Searching the element in array with complexity better than O(n)

Question

I have any array where the elements are first in increasing order and then in a decreasing order

Like A[10]={1,4,6,8,3,2} , with no duplicates in an array.

if the input is 7, Output should be, Element do not exist.

Time complexity should b better thn O(n)

I am getting the result by the linear search, comparng each elemnts with the element to b found. But as I want solution better then O(n)

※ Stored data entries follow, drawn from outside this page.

PR #61, opened 2016-12-01
[FIXED JENKINS-40136] Properly support failFast in parallel.

abayer:
[JENKINS-40136](https://issues.jenkins-ci.org/browse/JENKINS-40136)

### DIFF
--- a/pipeline-model-api/src/main/java/org/jenkinsci/plugins/pipeline/modeldefinition/ast/ModelASTStage.java
+++ b/pipeline-model-api/src/main/java/org/jenkinsci/plugins/pipeline/modeldefinition/ast/ModelASTStage.java
@@ -21,6 +21,7 @@ public final class ModelASTStage extends ModelASTElement {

I tried by finding a pivot where the array element flips, and then searching from (0 to pivotelement) and then again searchiing in (last elemnt to pivot elemnt).

Please suggest. For O(n)

 #include<iostream>
 int main()
 {
     int A[10]={1,4,6,8,3,2};
     int i,num
     cout<<"Enter the element to be searched";
     cin>>num
     for(i=0;i<10;i++)
     {
         If(A[i]==num)
        {
          cout<<"Element exist";
         break;
      }
         else
         cout<<"Element do not exist";
     }
 }

Answer 1

Algorithm:

1. Find max in log(n) by doing a binary search and save its index.
2. Do a binary search on the two sides of max.
3. If not found and the element doesn't equal the max, then it doesn't exist.

How to do step 1 ?

• pick the middle of the array
• check it against the item on the left (your neighbour). If greater, then max is on the right side. Otherwise, we started in the decreasing sequence and max is on the left side. The way to choose wether to search on the right/left depends if the item on the left is greater/smaller.

EDIT
Just in case it was not clear: if you pick n/2-th element and turns out max is on the left, then you pick n/4-th element, if the max is on its right side, you only continue the search in the range n/4...n/2 elements.